Ainsi, cédant à la pression de Goldman Sachs et des banquiers français, la France a décidé de réduire à presque rien le projet européen de taxe sur les transactions financières. Bercy a proposé (lors de la réunion du groupe de travail des onze pays du 22 mai), de modifier le projet sur des points essentiels : exonération quasi-totale des transactions sur les produits dérivés, taxation des opérations après compensation, taxation des seuls vendeurs, et pas des acheteurs. C’est le réduire à néant. Et le 11 juillet, devant un parterre de banquiers, M. Moscovici déclarait que cette proposition de taxe sur les transactions financières avancée par la Commission européenne était « excessive » et il promettait aux banquiers « d’améliorer la proposition de la Commission » en ajoutant : « Il faut être pragmatique et réaliste ».
La réaction des banques confirme la pertinence de la proposition de TTF portée par Attac et d’autres associations. Elle montre bien qu’une partie, très importante, du profit des banques provient d’opérations spéculatives sans aucune justification économique réelle.

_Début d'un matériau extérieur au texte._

PR #150, opened 2024-07-02
feat: Add llama-agent template

leehuwuj:
## Summary by CodeRabbit

- **New Features**
  - Introduced a new FastAPI project template for multi-agent applications.
  - Added support for various model providers (OpenAI, Groq, Ollama, Anthropic, Gemini, Azure-OpenAI).
  - Implemented a control plane server and message queue setup.
  - Provided dummy and query engine agent functionalities.
  - Added task result service for managing message processing.

- **Enhancements**
  - Improved environment variable management with `load_from_env` function.
  - Extended template types to include "multiagent."
  - Updated dependencies and project configurations for multi-agent support.

- **Documentation**
  - Added comprehensive README for the new multi-agent FastAPI project template.


create-app.ts
```diff
@@ -152,6 +152,7 @@ export async function createApp({
   }
 
   if (
+    template === "streaming" &&
```
marcusschiesser, line 155: Why is that not true for Multi-Agent?

leehuwuj: ah, looks like i hacked this to by pass an error, but it's great to add this for multi-agent app

questions.ts
```diff
@@ -395,6 +401,10 @@ export const askQuestions = async (
     return; // early return - no further questions needed for llamapack projects
   }
 
+  if (program.template === "multiagents") {
+    // TODO: multi-agents currently only supports FastAPI
```
marcusschiesser, line 405: TODO is not for this PR

templates/types/multi-agents/fastapi/README-template.md
```diff
@@ -0,0 +1,49 @@
...
+- Message queue (port 8000): To exchange the message between services
+- Control plane (port 8001): A gateway to manage the tasks and services.
+- Human consumer (port 8002): To handle result when the task is completed.
+- Agent services (from port 8003 onwards): Default is a `query_engine` agent which helping on query information from the index to answer the question.
+
+The ports listed above are set by default, but you can change them in the `.env` file.
+
+## Learn More
+
+To learn more about LlamaIndex, take a look at the following resources:
```
marcusschiesser, line 45: add llama-agents here too

templates/types/multi-agents/fastapi/README-template.md
```diff
@@ -0,0 +1,49 @@
...
+```shell
+poetry run llama-agents monitor --control-plane-url http://127.0.0.1:8001
+```
+
+## Services:
+
+- Message queue (port 8000): To exchange the message between services
+- Control plane (port 8001): A gateway to manage the tasks and services.
+- Human consumer (port 8002): To handle result when the task is completed.
+- Agent services (from port 8003 onwards): Default is a `query_engine` agent which helping on query information from the index to answer the question.
```
marcusschiesser, line 39:
```suggestion
- Agent service `query_engine` (port 8003): Agent that can query information from the configured LlamaIndex index.
- Agent service `dummy_agent` (port 8004): A dummy agent that does nothing. Good starting point to add more agents. 
```

questions.ts
```diff
@@ -694,7 +707,8 @@ export const askQuestions = async (
     }
   }
 
-  if (!program.tools) {
+  if (!program.tools && program.template === "streaming") {
+    // TODO: allow to select tools also for multi-agent framework
```
marcusschiesser, line 711: TODO is not for this PR

templates/types/multi-agents/fastapi/app/settings.py
```diff
@@ -0,0 +1,146 @@
+import os
```
marcusschiesser, line 1: TODO: also copy settings.py from components (reuse it in streaming and this new template)
Provide a dummy in both templates that does nothing

templates/types/multi-agents/fastapi/env.example
```diff
@@ -0,0 +1,37 @@
...
+# Specify the port for the multi-agent services
+# Core services
+MESSAGE_QUEUE_PORT=8000
+CONTROL_PLANE_PORT=8001
+HUMAN_CONSUMER_PORT=8002
+# Agent services
+AGENT_QUERY_ENGINE_PORT=8003
+AGENT_QUERY_ENGINE_DESCRIPTION="Can query the knowledge about US letter standards"
+AGENT_DUMMY_PORT=8004
+AGENT_DUMMY_DESCRIPTION="Does nothing"
```
marcusschiesser, line 37: how about the following:

1. use defaults for the ports in code (then configuration via env variables is optional)
2. inline `AGENT_DUMMY_DESCRIPTION` (no need for an env variable)
3. rename `AGENT_QUERY_ENGINE_DESCRIPTION` to `QUERY_ENGINE_DESCRIPTION`, generate a default in env-variable.ts and also use it for the single-agent's `QueryEngineTool` (Python and TS)

From my understanding, with these changes, we could use the generated .env file

helpers/multi-agents.ts
leehuwuj, line 1: Why you removed this? We still need copy for the multi-agent templates right?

Ainsi, avec sa « réforme » bancaire dictée par les banquiers, le gouvernement français sabote le projet de la Commission, et fait un pas de plus dans sa soumission aux intérêts de la finance.
Les confessions du FMI
La publication sur le site du Wall Street Journal du contenu d’un de ses documents internes qui aurait dû rester « strictement confidentiel » a conduit le 5 juin le Fonds Monétaire International (FMI) à le rendre public. Dans ce document, le FMI admet avoir sous-estimé les dommages que causeraient ses prescriptions d’austérité à l’économie grecque. On peut y lire en substance « qu’il y a eu des échecs notables, que la confiance des marchés n’a pas été rétablie et que l’économie grecque a été confrontée à une récession bien plus forte que prévu ».

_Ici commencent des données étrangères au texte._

PR #153, opened 2024-07-05
feat: able to display file url from llamacloud

thucpn:
## Summary by CodeRabbit

- **New Features**
  - Added support for displaying files sourced from LlamaCloud indexes.
  - Introduced directory creation for "llamacloud" within the "output" directory.
  
- **Enhancements**
  - Improved document processing and metadata handling for files.
  - Enhanced chat message content handling and document ID management.
  - Added functionality for loading and saving documents based on MIME types.

- **Bug Fixes**
  - Improved error handling during asynchronous operations.


templates/types/streaming/fastapi/app/api/routers/models.py
```diff
@@ -112,6 +113,40 @@ def is_last_message_from_user(self) -> bool:
         return self.messages[-1].role == MessageRole.USER
 
 
+class LLamaCloudFileService(BaseModel):
```
marcusschiesser, line 116: move to own file?

leehuwuj: This not look like a service integration rather than data model to me, better to move the code to other place and no need to use the `BaseModel` here

templates/types/streaming/fastapi/app/api/routers/models.py
```diff
@@ -124,6 +126,12 @@ def from_source_node(cls, source_node: NodeWithScore):
         metadata = source_node.node.metadata
         url = metadata.get("URL")
 
+        # if metadata has pipeline_id, get file url from LLamaCloudFileService
+        pipeline_id = metadata.get("pipeline_id")
+        if pipeline_id:
+            file_name = metadata.get("file_name")
+            url = LLamaCloudFileService.get_file_url(file_name, pipeline_id)
```
leehuwuj, line 133: This fetches data from the llama cloud service, which means it can have network errors. How about we add error handling here that accepts the error and uses the null URL?

templates/types/streaming/fastapi/app/api/routers/models.py
```diff
@@ -124,6 +126,12 @@ def from_source_node(cls, source_node: NodeWithScore):
...
+
```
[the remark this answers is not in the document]
leehuwuj: Yes, the suggestion from @coderrabit makes sense

templates/types/streaming/fastapi/app/api/routers/models.py
marcusschiesser: good idea

templates/types/streaming/nextjs/app/components/ui/chat/chat-message/chat-sources.tsx
```diff
@@ -54,34 +56,66 @@ export function ChatSources({ data }: { data: SourceData }) {
...
+        console.error("Failed to fetch PDF file", error);
+      }
+    };
+    if (nodeInfo.url && nodeInfo.filename?.endsWith(".pdf")) {
+      checkPdfUrl(nodeInfo.url);
+    }
+  }, [nodeInfo.filename, nodeInfo.url]);
+
+  if (isValidPdf) {
+    return (
```
marcusschiesser, line 96:
```suggestion
    // only use the PDF Viewer if we're dealing with a PDF that the client can fetch
    // (e.g. LlamaCloud's PDFs are not fetchable due to CORS restrictions)
    return (
```

templates/types/streaming/nextjs/app/components/ui/chat/chat-message/chat-sources.tsx
```diff
@@ -23,6 +23,7 @@ function SourceNumberButton({ index }: { index: number }) {
 type NodeInfo = {
   id: string;
   url?: string;
+  filename?: string;
```
marcusschiesser, line 26: why do we need filename?

templates/types/streaming/nextjs/app/api/chat/stream-helper.ts
```diff
@@ -23,20 +32,23 @@ function getNodeUrl(metadata: Metadata) {
...
-export function appendSourceData(
+export async function appendSourceData(
   data: StreamData,
   sourceNodes?: NodeWithScore<Metadata>[],
 ) {
   if (!sourceNodes?.length) return;
+  const nodes = await Promise.all(
+    sourceNodes.map(async (node) => ({
+      ...node.node.toMutableJSON(),
+      id: node.node.id_,
```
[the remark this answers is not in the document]
marcusschiesser: ah sorry, i read that wrong

marcusschiesser (approved):

marcusschiesser:
TS code looks good - @leehuwuj please check the python code and then you can merge it

templates/types/streaming/fastapi/app/api/routers/chat.py
```diff
@@ -41,6 +74,13 @@ async def _chat_response_generator():
                 response = await chat_engine.astream_chat(
                     last_message_content, messages
                 )
+                source_nodes = [
+                    SourceNodes.from_source_node(node)
+                    for node in response.source_nodes
+                ]
+                process_source_nodes(source_nodes, background_tasks)
```
leehuwuj, line 81: We should move this to callback event handler, but we'll need a way to pass the injected `background_tasks` object to the handler.

templates/types/streaming/fastapi/app/tasks/llama_cloud.py
```diff
@@ -0,0 +1,89 @@
...
+        # Download the file
+        with requests.get(url, stream=True) as r:
+            r.raise_for_status()
+            with open(local_file_path, "wb") as f:
+                for chunk in r.iter_content(chunk_size=8192):
+                    f.write(chunk)
+        logger.info("File downloaded successfully")
+
+    @classmethod
+    def task_download_llamacloud_pipeline_file(
```
marcusschiesser, line 42: doesn't seem to have a dependency to `BackgroundTasks` so we could also call this as a normal method right? so basically, we can see this as a service method

templates/types/streaming/fastapi/app/tasks/llama_cloud.py
```diff
@@ -0,0 +1,89 @@
+import os
+import logging
+import requests
+from typing import List, Any, Dict, Optional
+
+
+logger = logging.getLogger("uvicorn")
+
+
+class LLamaCloudFile:
```
marcusschiesser, line 10: only two methods are public, can we mark the private methods, so it's clear?
(same for the other file service)

templates/types/streaming/fastapi/app/api/routers/chat.py
```diff
@@ -15,17 +17,48 @@
...
 
 
+def process_source_nodes(
+    source_nodes: List[SourceNodes],
+    background_tasks: BackgroundTasks,
+):
+    """
+    Start background tasks on the source nodes if needed.
+    """
+    to_download_files = [
```
marcusschiesser, line 40:
```suggestion
    files_to_download = [
```

templates/types/streaming/fastapi/app/api/routers/chat.py
marcusschiesser: i think the event handler should not deal with this concern. better pass a processor function to the event handler that can deal with `source_nodes` outside of the event handler code (here downloading the llamafiles)

templates/components/llamaindex/typescript/streaming/events.ts
```diff
@@ -6,23 +6,53 @@ import {
   ToolCall,
   ToolOutput,
 } from "llamaindex";
+import { LLamaCloudFileService } from "./service";
 
-export function appendSourceData(
+async function getNodeUrl(metadata: Metadata) {
```
marcusschiesser, line 11: @thucpn this function is now at the bottom of the file (as it's not exported) - merge it there please

templates/components/llamaindex/typescript/streaming/events.ts
```diff
@@ -113,3 +121,25 @@ function getNodeUrl(metadata: Metadata) {
   }
   return undefined;
 }
+
+async function getNodeUrl(metadata: Metadata) {
```
marcusschiesser, line 125: @thucpn you still have the old `getNodeUrl` function

templates/components/llamaindex/typescript/streaming/service.ts
```diff
@@ -0,0 +1,98 @@
...
+      }
+      return null;
+    } catch (error) {
+      console.error("Error fetching file from LlamaCloud:", error);
+      return null;
+    }
+  }
+
+  static downloadFile(url: string, fileId: string, filename: string) {
+    const directory = "data/private"; // TODO: move to output/llamacloud later
```
marcusschiesser, line 60: move to output/llamacloud

marcusschiesser: use const

templates/types/streaming/fastapi/app/api/routers/chat.py
```diff
@@ -1,8 +1,15 @@
 import os
 import logging
 
+from typing import List
 from aiostream import stream
+<<<<<<< HEAD
```
marcusschiesser, line 6: ooops

templates/types/streaming/fastapi/app/api/controllers/llama_cloud.py
```diff
@@ -0,0 +1,88 @@
...
+
+class LLamaCloudFileController:
+
+    LLAMA_CLOUD_URL = "https://cloud.llamaindex.ai/api/v1"
+    LOCAL_STORE_PATH = "output/llamacloud"
+
+    DOWNLOAD_FILE_NAME_TPL = "{pipeline_id}${filename}"
+
+    @classmethod
+    def get_files(cls, pipeline_id: str) -> List[Dict[str, Any]]:
```
marcusschiesser, line 18: mark private methods?

templates/components/llamaindex/typescript/documents/helper.ts
```diff
@@ -0,0 +1,54 @@
...
+    default:
+      throw new Error(`Unsupported document type: ${mimeType}`);
+  }
+}
+
+export async function saveDocument(fileBuffer: Buffer, mimeType: string) {
+  const fileExt = MIME_TYPE_TO_EXT[mimeType];
+  if (!fileExt) throw new Error(`Unsupported document type: ${mimeType}`);
+
+  const folder = "output/uploaded";
```
marcusschiesser, line 38: const in header of file

helpers/typescript.ts
```diff
@@ -115,9 +115,37 @@ export const installTSTemplate = async ({
...
+          "llamacloud",
+        ),
+      },
+    );
   } else {
     console.log("\nUsing vector DB:", vectorDb ?? "none");
   }
+
+  // remove llamacloud folder in documents
+  await fs.rm(
```
marcusschiesser, line 138: if we move the llamacloud pipeline to a own components folder (e.g. `components/llamacloud/typescript`), then we don't need to do this, right?

templates/components/llamaindex/typescript/streaming/service.ts
```diff
@@ -0,0 +1,101 @@
...
+
+export interface LlamaCloudFile {
+  name: string;
+  file_id: string;
+  project_id: string;
+}
+
+export class LLamaCloudFileService {
+  static async getFiles(pipelineId: string): Promise<LlamaCloudFile[]> {
+    const url = `https://cloud.llamaindex.ai/api/v1/pipelines/${pipelineId}/files`;
```
marcusschiesser, line 13: use const
```suggestion
    const url = `${LLAMA_CLOUD_BASE_URL}/pipelines/${pipelineId}/files`;
```

templates/components/llamaindex/typescript/streaming/service.ts
```diff
@@ -0,0 +1,101 @@
...
+      }
+      return null;
+    } catch (error) {
+      console.error("Error fetching file from LlamaCloud:", error);
+      return null;
+    }
+  }
+
+  static downloadFile(url: string, fileId: string, filename: string) {
+    const LLAMACKOUD_OUTPUT_DIR = "output/llamacloud";
```
marcusschiesser, line 60: and move to file header
```suggestion
    const LLAMA_CLOUD_OUTPUT_DIR = "output/llamacloud";
```

templates/components/llamaindex/typescript/streaming/service.ts
```diff
@@ -0,0 +1,101 @@
...
+    const FILE_DELIMITER = "$"; // delimiter between fileId and filename
+    const downloadedFileName = `${fileId}${FILE_DELIMITER}${filename}`;
+    const downloadedFilePath = path.join(
+      LLAMACKOUD_OUTPUT_DIR,
+      downloadedFileName,
+    );
+    const urlPrefix = `${process.env.FILESERVER_URL_PREFIX}/${LLAMACKOUD_OUTPUT_DIR}`;
```
marcusschiesser, line 67: how about reusing the existing method to download a file from the file server?

helpers/typescript.ts
```diff
@@ -115,9 +115,37 @@ export const installTSTemplate = async ({
     console.log(
       `\nUsing managed index from LlamaCloud. Ensure the ${yellow("LLAMA_CLOUD_* environment variables are set correctly.")}`,
     );
+    // copy llamacloud pipeline code for documents
+    await copy(
```
marcusschiesser, line 119: alternatively, we could not generate LlamaCloud specific code and check at runtime if we're having LlamaCloud configured (and then run the pipeline).
@leehuwuj what are your thoughts?
please make sure that it's the same behavior in the python code

templates/types/streaming/fastapi/app/api/routers/chat.py
```diff
@@ -1,32 +1,66 @@
...
+        )
+    ]
+    # Remove duplicates
+    files_to_download = list({v["pipeline_id"]: v for v in files_to_download}.values())
+    for file in files_to_download:
+        background_tasks.add_task(
+            LLamaCloudFileController.download_llamacloud_pipeline_file,
+            file_name=file.get("file_name"),
+            pipeline_id=file.get("pipeline_id"),
+        )
```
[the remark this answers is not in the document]
leehuwuj: Noted that! Yes, it's good idea

templates/components/llamaindex/typescript/documents/llamacloud/pipeline.ts
```diff
@@ -0,0 +1,16 @@
...
+import { getDataSource } from "../../engine";
+
+export async function runPipeline(documents: Document[], filename: string) {
+  const currentIndex = await getDataSource();
+  for (const document of documents) {
+    document.metadata = {
+      ...document.metadata,
+      file_name: filename,
+      private: true, // mark document as private
+      use_local_url: true, // mark use local url to display the document
```
leehuwuj, line 11: @thucpn There's no code for this, so why did we add it?
if we will use this one, i'd like to call it as `use_remote_file` - the python is also using it to construct the file url correctly.

helpers/typescript.ts
leehuwuj: in Python i also run the different pipeline based on the index type, so i'd put the code in the same file. We then no need to add this copy logic.

helpers/typescript.ts
leehuwuj: agree, I updated this

templates/types/streaming/fastapi/app/api/routers/models.py
```diff
@@ -145,44 +146,90 @@ def get_chat_document_ids(self) -> List[str]:
...
+        # Construct file url through file server
+        if url is not None or file_name is not None:
             url_prefix = os.getenv("FILESERVER_URL_PREFIX")
             if not url_prefix:
                 logger.warning(
                     "Warning: FILESERVER_URL_PREFIX not set in environment variables"
                 )
             if file_name and url_prefix:
-                if is_private:
+                if use_remote_file:
```
marcusschiesser, line 196: why not `is_llamacloud_file`?

templates/types/streaming/fastapi/app/api/routers/models.py
```diff
@@ -145,44 +146,90 @@ def get_chat_document_ids(self) -> List[str]:
...
         metadata = source_node.node.metadata
         url = metadata.get("URL")
-
-        if not url:
-            file_name = metadata.get("file_name")
-            is_private = metadata.get("private", "false") == "true"
+        pipeline_id = metadata.get("pipeline_id")
+        file_name = metadata.get("file_name")
+        is_private = metadata.get("private", "false") == "true"
+        use_remote_file = metadata.get("use_remote_file", False)
```
marcusschiesser, line 181: when is this true and it's not a llamacloud file?

templates/types/streaming/fastapi/app/api/routers/chat.py
```diff
@@ -1,32 +1,52 @@
...
+    """
+    Start background tasks on the source nodes if needed.
+    """
+    files_to_download = SourceNodes.get_download_files(nodes)
+    for file in files_to_download:
+        background_tasks.add_task(
+            LLamaCloudFileController.download_llamacloud_pipeline_file,
+            file_name=file.get("file_name"),
+            pipeline_id=file.get("pipeline_id"),
+        )
```
marcusschiesser, line 40: isn't it `file` as paramter?
```suggestion
        background_tasks.add_task(
            LLamaCloudFileController.download_llamacloud_pipeline_file,
            file
        )
```

templates/types/streaming/fastapi/app/api/controllers/llama_cloud.py
```diff
@@ -0,0 +1,88 @@
...
+        url: str, data=None, headers: Optional[Dict] = None, method: str = "get"
+    ):
+        if headers is None:
+            headers = {
+                "Accept": "application/json",
+                "Authorization": f'Bearer {os.getenv("LLAMA_CLOUD_API_KEY")}',
+            }
+        response = requests.request(method, url, headers=headers, data=data)
+        response.raise_for_status()
+        return response.json()
```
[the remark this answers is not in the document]
marcusschiesser: @leehuwuj i guess `response.raise_for_status()` is doing this?

templates/types/streaming/fastapi/app/api/controllers/llama_cloud.py
```diff
@@ -0,0 +1,88 @@
...
+import os
+from typing import Any, Dict, List, Optional
+
+import requests
+from app.api.routers.models import LlamaCloudFile
+
+logger = logging.getLogger("uvicorn")
+
+
+class LLamaCloudFileController:
```
marcusschiesser, line 11: @leehuwuj still looks like a stateless service class to me, so why not `LLamaCloudFileService`?

templates/types/streaming/fastapi/app/api/controllers/file.py
```diff
@@ -1,45 +1,36 @@
...
-    return default_meta
 
 def file_loaders_map():
     default_loaders = get_file_loaders_map()
     default_loaders[".txt"] = FlatReader
     return default_loaders
 
 
-
 class FileController:
```
marcusschiesser, line 25: `PrivateFileService`?

templates/types/streaming/fastapi/app/api/controllers/llama_cloud.py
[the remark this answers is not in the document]
leehuwuj: It'll throw an error and show the traceback, so we don't need to add a try-catch to log it here

templates/types/streaming/fastapi/app/api/controllers/llama_cloud.py
leehuwuj: It just class static method, no need to set as private

templates/components/vectordbs/python/none/generate.py
```diff
@@ -24,6 +24,7 @@ def generate_datasource():
     # Set private=false to mark the document as public (required for filtering)
     for doc in documents:
         doc.metadata["private"] = "false"
```
marcusschiesser, line 26: can't we remove this? as it's not set in LlamaCloud either

templates/types/streaming/fastapi/app/engine/generate.py
```diff
@@ -67,6 +67,7 @@ def generate_datasource():
     # Set the metadata for the documents
     for doc in documents:
         doc.metadata["private"] = "false"
```
marcusschiesser, line 69: can't we remove this?

templates/types/streaming/fastapi/app/api/routers/models.py
```diff
@@ -167,45 +167,39 @@ class SourceNodes(BaseModel):
...
     url: Optional[str]
-    use_remote_file: bool = Field(
-        default=False,
-    )
 
     @classmethod
     def from_source_node(cls, source_node: NodeWithScore):
         metadata = source_node.node.metadata
-        url = metadata.get("URL")
+
```
marcusschiesser, line 174: don't we need this? e.g. for website nodes?

templates/types/streaming/fastapi/app/api/routers/models.py
```diff
@@ -167,45 +167,39 @@ class SourceNodes(BaseModel):
...
+        if not url_prefix:
+            logger.warning(
+                "Warning: FILESERVER_URL_PREFIX not set in environment variables"
+            )
+        if file_name and url_prefix:
+            if not is_local_file:
+                if pipeline_id is None:
+                    logger.warning(
+                        "Warning: The file source is llamacloud but pipeline_id is not set. Cannot construct file url"
+                    )
```
marcusschiesser, line 189: 1. when does this case happen?
2. if it would not happen, we can remove `is_local_file`, correct?

templates/types/streaming/fastapi/app/api/controllers/llama_cloud.py
marcusschiesser: isn't python usually marking `_` prefix for private stuff? (see https://peps.python.org/pep-0008/#method-names-and-instance-variables)

I know it's not really private in Python, but that way we mark what should be called and what not

templates/types/streaming/fastapi/app/engine/generate.py
leehuwuj: If we stick with nin filter then removing this is fine

templates/types/streaming/fastapi/app/api/routers/models.py
leehuwuj: 1. I don't think this would have happened if the data was consistent. But if it have we should not construct url and just return a null url to the FE and show a warning log in BE instead.
2. `is_local_file` mean that the file was stored locally or remotely (llama cloud), we need a flag to identify where the file is. Please let me know if you have better approach for this

marcusschiesser (commented):
a

templates/components/llamaindex/typescript/streaming/events.ts
```diff
@@ -97,19 +105,27 @@ export function createCallbackManager(stream: StreamData) {
...
-  if (fileName) {
-    const folder = metadata["private"] ? "output/uploaded" : "data";
+  const fileName = metadata["file_name"];
+  if (fileName && process.env.FILESERVER_URL_PREFIX) {
+    // file_name exists and file server is configured
+    const isLocalFile = metadata["is_local_file"] === "true";
+    const pipelineId = metadata["pipeline_id"];
+    if (pipelineId && !isLocalFile) {
+      // file is from LlamaCloud and was not ingested locally
+      // TODO trigger but don't await file download and just use convention to generate the URL (see Python code)
```
marcusschiesser, line 121: @thucpn see TODO

marcusschiesser (approved):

Pour mener à bien son plan de “sauvetage” de la Grèce, le FMI s’était associé en 2010 à la Commission européenne et à la BCE pour mettre au point un premier plan d’aide d’un montant de 110 milliards d’euros. D’après les projections initiales du FMI, le PIB de la Grèce devait reculer de 5,5% sur la période de 2009 à 2012 et le taux de chômage se stabiliser à 15% en 2012. En réalité le PIB a chuté de 17% et le taux de chômage a atteint 25% et il continue à croître.
Le document précise aussi que les incertitudes sur le sauvetage de la Grèce étaient « si importantes que les équipes du FMI ne pouvaient pas absolument garantir que la dette publique était soutenable ». Le FMI estime aussi que le refus des européens de procéder rapidement à une restructuration de la dette (qui n’a finalement eu lieu qu’en 2012) n’a fait qu’exacerber la crise en permettant à de nombreux créanciers privés de « s’échapper » du pays sans subir la moindre perte et de « passer le fardeau » aux États, donc aux contribuables. Le FMI considère enfin que la Commission « n’avait aucune expérience sur la gestion de crise ».
Rappelons à ceux qui auraient oublié que le directeur du FMI à l’époque n’était autre que Dominique Strauss-Kahn, … celui-là même que le Sénat vient d’auditionner pour ses très grandes compétences en matière économique et financière !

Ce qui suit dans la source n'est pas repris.